(Records drawn from a dataset)
------------------------------------------------

PR #779, opened 2018-11-01
CircleCI: Tests against more Mbed OS releases

screamerbg:
This small PR adds more backwards compatibility tests against Mbed OS tools versions - 5.9.6 and 5.10.2.


cmonr:
@screamerbg Are the tests suppose to pass as-is?

screamerbg:
@cmonr See bug in mbed-os test tools described here https://github.com/ARMmbed/mbed-os/issues/8619

screamerbg:
@cmonr Any rough estimation when the python 3 fixes will be available on mbed-os master?

PR #789, opened 2018-11-14
add memory trace parser to mbed client

thinkberg:
Here is the memory trace parser embedded into the sterm functionality. It was pretty easy using the transform functionality of MiniTerm. However, it also means that the sterm basically enters a line mode. So if you expect a prompt on a single line, it may not show up when using trace.

Run the terminal with `--trace <resetstring>`: `mbed sterm  --trace "ubirch" -r`

The `<resetstring>` resets the counters, so you can press the reset button and it will clear the counter. Apart from that I think the screenshot is pretty self explanatory.

The output is as follows:
screenshot 2018-11-14 at 15 26 44

Enjoy,

Leo.

### DIFF
--- a/mbed/mbed_debug.py
+++ b/mbed/mbed_debug.py
@@ -1,0 +1,132 @@
+# mbed debug trace transformer, handling memory trace information
+# Author: Matthias L. Jugel (@thinkberg)
+#
+# Copyright (c) 2018 ubirch GmbH, All Rights Reserved
+# SPDX-License-Identifier: Apache-2.0
+#
+# Licensed under the Apache License, Version 2.0 (the "License");
+# you may not use this file except in compliance with the License.
+#
+# You may obtain a copy of the License at http://www.apache.org/licenses/LICENSE-2.0
+#
+# Unless required by applicable law or agreed to in writing, software
+# distributed under the License is distributed on an
+# "AS IS" BASIS, WITHOUT WARRANTIES OR CONDITIONS OF ANY KIND,
+# either express or implied.
+
+import re
+import sys
+
+from serial.tools.miniterm import Transform
+
+def debug(s):
+    sys.stderr.write("D "+repr(s)+"\n")
+
+class MbedTransform(Transform):
+    mem = {}
+    allocated = 0
+    reset = None
+    buffer = ""
+
+    def __init__(self, reset_str=None):
+        self.reset = reset_str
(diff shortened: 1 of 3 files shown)


theotherjimmy (approved):
Looks good to me. @screamerbg What do you think of this sterm plugin?

screamerbg:
Looks good indeed! Thanks for this @thinkberg. I'd like to involve few guys from the various teams (including OOB) to try this functionality.

@sg-, @MarceloSalazar, @maclobdell, @toyowata, @bentcooke could you guys try this cool addition to the sterm functionality?

thinkberg:
Of course, go check it. The python is not optimal yet, but I wanted to get it done in between all the other projects. There is some room for code improvements and simplification.

screamerbg:
@thinkberg Could you please elaborate about the line mode?

thinkberg:
I have to collect the output lines to do the matching. This leads to a situation where I am collecting serial output from the board until I see a CR or NL. 
If you do something in your mbed code like: `printf("input something: "); and then wait for some input of the user from the serial line, the plugin will show all lines before `input something`, but only after it sees a newline in the board output print it to the user.

thinkberg:
Or put in other words, the plugin outputs whole lines, not characters on the terminal.

mbed/mbed_debug.py
```diff
@@ -0,0 +1,132 @@
...
+        self.r_realloc = re.compile("([^#]*)#r:0x([0-9a-f]+);0x([0-9a-f]+)-0x([0-9a-f]+);(\\d+)")
+        self.r_free = re.compile("([^#]*)#f:0x([0-9a-f]+);0x([0-9a-f]+)-0x([0-9a-f]+)")
+
+    def rx(self, rx_input):
+        # collect lines
+        out = ""
+        for c in rx_input:
+            if c == '\r' or c == '\n':
+                if len(self.buffer):
+                    out += self.trace_line(self.buffer)
```
thinkberg: This is the place where it runs the data through the trace matcher. The transformer class collects data until it sees either `\r` or `\n`

screamerbg: Thanks for the reference

thinkberg:
Opinions? Recommendations? Wishes?

thinkberg:
We should come to an end here ;-)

------------------------------------------------

### Activity
Give back, word for word, only the lines above from the line holding "on mbed-os master?" to the line holding "Run the terminal", both included.

### Answer box
@cmonr Any rough estimation when the python 3 fixes will be available on mbed-os master?

PR #789, opened 2018-11-14
add memory trace parser to mbed client

thinkberg:
Here is the memory trace parser embedded into the sterm functionality. It was pretty easy using the transform functionality of MiniTerm. However, it also means that the sterm basically enters a line mode. So if you expect a prompt on a single line, it may not show up when using trace.

Run the terminal with `--trace <resetstring>`: `mbed sterm  --trace "ubirch" -r`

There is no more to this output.